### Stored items
◇ ◇ ◇

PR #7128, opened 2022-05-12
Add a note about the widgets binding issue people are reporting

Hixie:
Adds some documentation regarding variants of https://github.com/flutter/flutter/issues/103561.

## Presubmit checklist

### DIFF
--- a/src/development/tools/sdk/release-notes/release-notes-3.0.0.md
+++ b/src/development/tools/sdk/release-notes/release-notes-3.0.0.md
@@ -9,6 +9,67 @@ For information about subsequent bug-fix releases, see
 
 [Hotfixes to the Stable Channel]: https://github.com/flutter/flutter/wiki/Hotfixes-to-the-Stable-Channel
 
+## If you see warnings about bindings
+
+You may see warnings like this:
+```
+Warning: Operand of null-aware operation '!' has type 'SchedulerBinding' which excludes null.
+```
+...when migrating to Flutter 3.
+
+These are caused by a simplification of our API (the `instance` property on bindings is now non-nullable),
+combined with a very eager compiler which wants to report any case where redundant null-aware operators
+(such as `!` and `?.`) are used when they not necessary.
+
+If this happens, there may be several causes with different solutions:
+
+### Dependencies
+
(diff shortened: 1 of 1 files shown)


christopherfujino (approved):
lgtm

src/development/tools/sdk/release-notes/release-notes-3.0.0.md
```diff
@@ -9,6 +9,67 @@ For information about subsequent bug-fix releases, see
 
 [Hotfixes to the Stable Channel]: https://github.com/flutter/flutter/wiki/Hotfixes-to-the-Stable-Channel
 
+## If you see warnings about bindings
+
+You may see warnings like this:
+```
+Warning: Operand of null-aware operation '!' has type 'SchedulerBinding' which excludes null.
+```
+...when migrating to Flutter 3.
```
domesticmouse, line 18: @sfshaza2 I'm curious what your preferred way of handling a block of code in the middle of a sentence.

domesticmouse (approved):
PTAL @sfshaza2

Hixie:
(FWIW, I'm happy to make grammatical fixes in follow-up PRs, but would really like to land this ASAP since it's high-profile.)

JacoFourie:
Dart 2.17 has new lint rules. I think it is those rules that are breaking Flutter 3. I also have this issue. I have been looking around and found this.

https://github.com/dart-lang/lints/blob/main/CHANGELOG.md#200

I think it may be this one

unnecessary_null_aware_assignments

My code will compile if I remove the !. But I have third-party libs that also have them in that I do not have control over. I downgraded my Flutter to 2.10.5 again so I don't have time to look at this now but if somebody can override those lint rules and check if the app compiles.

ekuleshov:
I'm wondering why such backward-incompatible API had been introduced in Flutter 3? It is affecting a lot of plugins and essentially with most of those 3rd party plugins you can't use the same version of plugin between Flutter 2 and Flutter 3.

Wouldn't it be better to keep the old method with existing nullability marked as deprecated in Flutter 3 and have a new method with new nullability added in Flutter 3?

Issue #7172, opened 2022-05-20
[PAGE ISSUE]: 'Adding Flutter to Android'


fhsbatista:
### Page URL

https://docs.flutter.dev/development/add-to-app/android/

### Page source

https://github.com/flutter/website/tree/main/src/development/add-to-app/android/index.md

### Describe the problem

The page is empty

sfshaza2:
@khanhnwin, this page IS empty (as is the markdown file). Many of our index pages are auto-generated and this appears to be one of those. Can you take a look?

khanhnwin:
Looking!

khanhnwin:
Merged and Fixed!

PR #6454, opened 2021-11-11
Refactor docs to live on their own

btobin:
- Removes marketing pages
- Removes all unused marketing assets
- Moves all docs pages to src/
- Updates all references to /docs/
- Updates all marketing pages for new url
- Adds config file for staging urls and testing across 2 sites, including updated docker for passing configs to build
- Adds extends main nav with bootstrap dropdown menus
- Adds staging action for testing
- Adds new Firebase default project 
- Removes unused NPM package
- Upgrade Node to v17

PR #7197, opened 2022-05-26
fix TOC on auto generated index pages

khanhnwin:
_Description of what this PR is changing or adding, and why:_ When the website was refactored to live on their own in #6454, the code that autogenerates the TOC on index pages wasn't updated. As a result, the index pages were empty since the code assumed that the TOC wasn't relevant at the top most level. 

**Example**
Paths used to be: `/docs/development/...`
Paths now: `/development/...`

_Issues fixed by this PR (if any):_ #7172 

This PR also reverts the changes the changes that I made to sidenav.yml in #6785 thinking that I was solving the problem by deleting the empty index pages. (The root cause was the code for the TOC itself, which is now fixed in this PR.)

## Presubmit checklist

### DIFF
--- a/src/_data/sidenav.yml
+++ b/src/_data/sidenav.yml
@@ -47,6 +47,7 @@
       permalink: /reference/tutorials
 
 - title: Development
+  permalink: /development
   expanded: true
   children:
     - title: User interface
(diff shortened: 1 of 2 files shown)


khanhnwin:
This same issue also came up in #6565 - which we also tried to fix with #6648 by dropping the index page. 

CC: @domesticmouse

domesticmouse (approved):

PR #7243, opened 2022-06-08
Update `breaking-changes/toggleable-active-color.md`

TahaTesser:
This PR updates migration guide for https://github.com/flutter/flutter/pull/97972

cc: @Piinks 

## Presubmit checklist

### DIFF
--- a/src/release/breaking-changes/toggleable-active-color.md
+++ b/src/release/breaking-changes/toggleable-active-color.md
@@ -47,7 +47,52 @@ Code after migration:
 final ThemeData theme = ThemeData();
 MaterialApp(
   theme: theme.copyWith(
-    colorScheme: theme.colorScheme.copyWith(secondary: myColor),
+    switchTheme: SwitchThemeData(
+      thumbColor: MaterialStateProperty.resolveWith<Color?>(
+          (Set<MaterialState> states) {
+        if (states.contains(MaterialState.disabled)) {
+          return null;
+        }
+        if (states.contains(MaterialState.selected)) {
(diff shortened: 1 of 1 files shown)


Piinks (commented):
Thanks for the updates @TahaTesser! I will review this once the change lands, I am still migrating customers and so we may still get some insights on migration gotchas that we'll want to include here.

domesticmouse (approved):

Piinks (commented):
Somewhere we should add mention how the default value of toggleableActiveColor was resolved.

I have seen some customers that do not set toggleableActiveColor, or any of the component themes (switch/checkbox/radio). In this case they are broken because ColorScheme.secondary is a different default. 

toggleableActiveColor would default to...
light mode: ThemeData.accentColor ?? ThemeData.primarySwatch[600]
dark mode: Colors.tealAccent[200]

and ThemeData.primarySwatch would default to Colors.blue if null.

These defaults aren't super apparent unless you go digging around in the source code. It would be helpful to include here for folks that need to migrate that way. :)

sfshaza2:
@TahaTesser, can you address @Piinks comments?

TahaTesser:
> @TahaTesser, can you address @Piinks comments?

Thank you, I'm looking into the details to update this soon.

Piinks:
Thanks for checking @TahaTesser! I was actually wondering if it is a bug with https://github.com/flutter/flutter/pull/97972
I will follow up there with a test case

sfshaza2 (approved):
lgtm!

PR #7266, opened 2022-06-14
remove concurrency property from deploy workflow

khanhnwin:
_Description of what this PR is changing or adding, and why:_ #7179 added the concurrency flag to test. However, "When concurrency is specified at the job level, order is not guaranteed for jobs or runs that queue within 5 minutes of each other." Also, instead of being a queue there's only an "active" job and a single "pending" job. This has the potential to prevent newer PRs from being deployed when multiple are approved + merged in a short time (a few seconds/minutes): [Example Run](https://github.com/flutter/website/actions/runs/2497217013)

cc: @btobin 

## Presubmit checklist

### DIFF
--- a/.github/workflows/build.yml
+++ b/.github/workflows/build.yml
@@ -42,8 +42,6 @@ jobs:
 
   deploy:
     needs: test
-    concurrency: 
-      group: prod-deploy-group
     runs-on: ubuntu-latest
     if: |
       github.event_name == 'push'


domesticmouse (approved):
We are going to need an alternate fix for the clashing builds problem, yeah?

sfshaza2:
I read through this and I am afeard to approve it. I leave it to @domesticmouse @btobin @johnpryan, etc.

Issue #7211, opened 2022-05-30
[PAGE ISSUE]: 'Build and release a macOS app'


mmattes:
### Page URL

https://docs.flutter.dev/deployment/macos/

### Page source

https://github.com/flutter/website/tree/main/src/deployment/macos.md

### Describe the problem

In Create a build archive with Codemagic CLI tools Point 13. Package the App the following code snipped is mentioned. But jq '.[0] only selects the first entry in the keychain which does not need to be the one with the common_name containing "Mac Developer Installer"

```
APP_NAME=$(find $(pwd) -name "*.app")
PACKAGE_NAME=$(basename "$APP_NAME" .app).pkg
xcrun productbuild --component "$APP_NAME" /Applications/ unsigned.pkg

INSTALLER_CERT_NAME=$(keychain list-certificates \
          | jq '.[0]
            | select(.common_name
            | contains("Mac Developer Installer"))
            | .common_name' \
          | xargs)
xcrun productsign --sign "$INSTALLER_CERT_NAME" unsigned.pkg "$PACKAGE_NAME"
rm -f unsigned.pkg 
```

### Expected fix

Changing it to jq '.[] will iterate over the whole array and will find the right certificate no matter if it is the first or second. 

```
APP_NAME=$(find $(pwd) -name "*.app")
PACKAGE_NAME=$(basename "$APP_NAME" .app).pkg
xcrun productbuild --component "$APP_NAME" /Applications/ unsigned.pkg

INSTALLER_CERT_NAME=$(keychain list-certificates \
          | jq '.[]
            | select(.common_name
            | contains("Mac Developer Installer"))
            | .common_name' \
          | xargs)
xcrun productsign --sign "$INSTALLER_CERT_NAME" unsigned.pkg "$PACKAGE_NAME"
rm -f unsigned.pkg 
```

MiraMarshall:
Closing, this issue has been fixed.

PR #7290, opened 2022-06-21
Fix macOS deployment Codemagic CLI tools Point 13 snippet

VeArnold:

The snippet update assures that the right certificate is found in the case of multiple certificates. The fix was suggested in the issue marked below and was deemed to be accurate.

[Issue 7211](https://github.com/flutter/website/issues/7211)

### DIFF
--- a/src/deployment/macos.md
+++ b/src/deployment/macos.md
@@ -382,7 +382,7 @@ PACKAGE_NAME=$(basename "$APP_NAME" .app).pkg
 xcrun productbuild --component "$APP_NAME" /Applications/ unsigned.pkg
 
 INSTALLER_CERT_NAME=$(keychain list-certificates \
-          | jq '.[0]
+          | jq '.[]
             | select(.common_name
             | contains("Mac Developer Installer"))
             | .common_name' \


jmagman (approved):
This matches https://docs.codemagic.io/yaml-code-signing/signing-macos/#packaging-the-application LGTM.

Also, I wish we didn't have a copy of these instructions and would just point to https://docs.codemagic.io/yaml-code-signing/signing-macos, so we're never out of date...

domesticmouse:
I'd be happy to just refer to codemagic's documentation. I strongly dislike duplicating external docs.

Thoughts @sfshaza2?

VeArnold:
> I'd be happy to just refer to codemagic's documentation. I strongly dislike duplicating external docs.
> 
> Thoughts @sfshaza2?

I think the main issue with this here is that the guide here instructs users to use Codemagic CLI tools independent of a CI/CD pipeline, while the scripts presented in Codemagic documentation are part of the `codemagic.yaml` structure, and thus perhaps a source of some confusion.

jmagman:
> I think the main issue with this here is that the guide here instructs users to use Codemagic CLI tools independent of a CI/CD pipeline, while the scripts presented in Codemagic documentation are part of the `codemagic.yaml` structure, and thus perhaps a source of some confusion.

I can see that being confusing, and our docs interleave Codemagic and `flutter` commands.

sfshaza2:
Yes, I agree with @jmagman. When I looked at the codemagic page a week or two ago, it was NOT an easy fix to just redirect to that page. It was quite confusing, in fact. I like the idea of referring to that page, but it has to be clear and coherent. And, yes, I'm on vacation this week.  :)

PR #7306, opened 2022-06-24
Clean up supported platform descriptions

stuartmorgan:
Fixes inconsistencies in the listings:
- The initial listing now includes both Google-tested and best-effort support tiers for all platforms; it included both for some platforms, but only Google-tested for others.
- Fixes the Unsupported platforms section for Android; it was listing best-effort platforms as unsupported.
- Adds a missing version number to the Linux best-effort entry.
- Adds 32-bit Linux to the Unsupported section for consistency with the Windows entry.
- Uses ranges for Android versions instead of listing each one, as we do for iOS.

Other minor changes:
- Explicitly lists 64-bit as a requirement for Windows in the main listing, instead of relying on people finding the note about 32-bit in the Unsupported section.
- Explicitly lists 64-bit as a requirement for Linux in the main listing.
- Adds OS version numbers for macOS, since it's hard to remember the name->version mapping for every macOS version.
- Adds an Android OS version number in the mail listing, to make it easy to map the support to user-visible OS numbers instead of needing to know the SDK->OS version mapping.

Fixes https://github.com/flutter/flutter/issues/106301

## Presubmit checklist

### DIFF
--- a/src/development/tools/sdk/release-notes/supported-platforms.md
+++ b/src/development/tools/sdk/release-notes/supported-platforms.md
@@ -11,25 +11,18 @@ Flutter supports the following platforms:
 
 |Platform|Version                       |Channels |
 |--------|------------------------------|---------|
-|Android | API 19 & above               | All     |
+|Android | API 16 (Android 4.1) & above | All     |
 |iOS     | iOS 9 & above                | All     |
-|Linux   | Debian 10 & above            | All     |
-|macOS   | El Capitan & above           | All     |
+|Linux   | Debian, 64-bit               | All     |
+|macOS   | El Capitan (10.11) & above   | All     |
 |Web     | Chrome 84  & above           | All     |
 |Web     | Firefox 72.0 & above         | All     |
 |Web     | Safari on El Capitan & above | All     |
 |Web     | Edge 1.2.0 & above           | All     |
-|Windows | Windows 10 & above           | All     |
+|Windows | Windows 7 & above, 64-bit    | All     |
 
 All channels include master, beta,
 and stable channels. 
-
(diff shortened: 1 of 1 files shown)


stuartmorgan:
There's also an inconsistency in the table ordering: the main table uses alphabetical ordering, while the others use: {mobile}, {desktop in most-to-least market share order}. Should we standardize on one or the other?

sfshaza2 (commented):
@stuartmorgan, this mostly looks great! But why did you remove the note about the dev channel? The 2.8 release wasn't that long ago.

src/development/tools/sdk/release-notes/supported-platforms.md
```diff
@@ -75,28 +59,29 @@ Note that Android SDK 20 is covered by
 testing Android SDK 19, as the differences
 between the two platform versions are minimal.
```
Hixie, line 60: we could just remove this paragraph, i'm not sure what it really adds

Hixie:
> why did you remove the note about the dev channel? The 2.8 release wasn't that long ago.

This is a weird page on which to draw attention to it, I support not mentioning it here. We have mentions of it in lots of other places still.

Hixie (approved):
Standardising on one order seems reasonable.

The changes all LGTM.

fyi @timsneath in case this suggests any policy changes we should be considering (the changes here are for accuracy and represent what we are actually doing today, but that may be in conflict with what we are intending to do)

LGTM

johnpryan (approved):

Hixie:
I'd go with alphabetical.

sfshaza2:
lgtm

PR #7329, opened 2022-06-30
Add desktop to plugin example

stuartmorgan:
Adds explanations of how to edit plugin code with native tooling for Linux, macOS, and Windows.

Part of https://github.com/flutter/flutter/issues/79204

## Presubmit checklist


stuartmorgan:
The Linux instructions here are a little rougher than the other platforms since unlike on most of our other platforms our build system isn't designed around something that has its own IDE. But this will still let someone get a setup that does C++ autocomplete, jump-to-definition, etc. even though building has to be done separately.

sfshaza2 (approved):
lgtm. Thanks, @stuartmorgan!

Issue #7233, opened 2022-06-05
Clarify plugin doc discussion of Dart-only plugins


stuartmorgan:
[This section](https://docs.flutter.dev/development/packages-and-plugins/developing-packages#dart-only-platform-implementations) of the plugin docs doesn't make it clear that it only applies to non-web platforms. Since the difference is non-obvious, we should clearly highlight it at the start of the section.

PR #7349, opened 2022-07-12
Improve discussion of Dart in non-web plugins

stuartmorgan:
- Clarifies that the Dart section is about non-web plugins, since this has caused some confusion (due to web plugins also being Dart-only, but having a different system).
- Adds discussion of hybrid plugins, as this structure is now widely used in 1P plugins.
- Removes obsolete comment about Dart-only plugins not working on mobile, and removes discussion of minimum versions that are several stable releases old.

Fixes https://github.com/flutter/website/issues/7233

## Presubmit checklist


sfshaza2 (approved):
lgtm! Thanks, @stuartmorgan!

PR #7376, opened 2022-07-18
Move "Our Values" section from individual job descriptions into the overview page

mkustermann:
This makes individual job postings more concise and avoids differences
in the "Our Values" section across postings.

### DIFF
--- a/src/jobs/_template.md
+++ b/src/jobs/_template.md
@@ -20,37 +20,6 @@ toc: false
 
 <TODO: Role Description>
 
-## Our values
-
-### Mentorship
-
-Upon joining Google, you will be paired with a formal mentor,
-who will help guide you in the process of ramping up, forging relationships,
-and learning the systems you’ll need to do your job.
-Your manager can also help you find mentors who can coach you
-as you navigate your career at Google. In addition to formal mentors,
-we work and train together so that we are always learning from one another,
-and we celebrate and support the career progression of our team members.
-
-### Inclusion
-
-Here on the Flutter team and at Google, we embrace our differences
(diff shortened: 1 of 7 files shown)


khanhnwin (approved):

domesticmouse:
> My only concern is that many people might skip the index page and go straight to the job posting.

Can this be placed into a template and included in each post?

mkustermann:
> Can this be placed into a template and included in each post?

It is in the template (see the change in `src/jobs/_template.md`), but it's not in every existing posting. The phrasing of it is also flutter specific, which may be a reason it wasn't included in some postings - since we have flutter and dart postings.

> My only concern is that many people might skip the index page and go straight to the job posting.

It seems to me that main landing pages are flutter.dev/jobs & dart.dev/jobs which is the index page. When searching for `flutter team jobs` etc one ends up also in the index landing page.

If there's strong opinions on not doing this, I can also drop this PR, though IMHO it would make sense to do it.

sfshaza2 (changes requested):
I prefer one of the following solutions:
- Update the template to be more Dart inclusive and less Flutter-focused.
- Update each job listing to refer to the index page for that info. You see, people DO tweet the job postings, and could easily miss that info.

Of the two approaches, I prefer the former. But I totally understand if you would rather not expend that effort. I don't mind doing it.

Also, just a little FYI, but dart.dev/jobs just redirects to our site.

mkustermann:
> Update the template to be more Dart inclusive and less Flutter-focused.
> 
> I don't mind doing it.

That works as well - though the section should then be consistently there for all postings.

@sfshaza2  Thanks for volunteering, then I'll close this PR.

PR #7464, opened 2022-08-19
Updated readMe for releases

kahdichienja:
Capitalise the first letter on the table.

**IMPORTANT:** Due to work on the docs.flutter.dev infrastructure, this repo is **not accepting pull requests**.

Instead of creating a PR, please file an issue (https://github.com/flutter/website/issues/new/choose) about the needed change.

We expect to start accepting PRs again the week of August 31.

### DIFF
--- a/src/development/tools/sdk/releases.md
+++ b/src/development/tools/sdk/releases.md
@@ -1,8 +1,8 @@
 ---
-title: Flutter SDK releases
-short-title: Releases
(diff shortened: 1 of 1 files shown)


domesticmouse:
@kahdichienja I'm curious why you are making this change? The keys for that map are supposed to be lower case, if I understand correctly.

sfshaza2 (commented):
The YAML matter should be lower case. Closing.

◇ ◇ ◇

### What you are asked to do
Reproduce all lines from the records above that include the word "every".

### Output of the exercise
- Adds OS version numbers for macOS, since it's hard to remember the name->version mapping for every macOS version.
It is in the template (see the change in `src/jobs/_template.md`), but it's not in every existing posting. The phrasing of it is also flutter specific, which may be a reason it wasn't included in some postings - since we have flutter and dart postings.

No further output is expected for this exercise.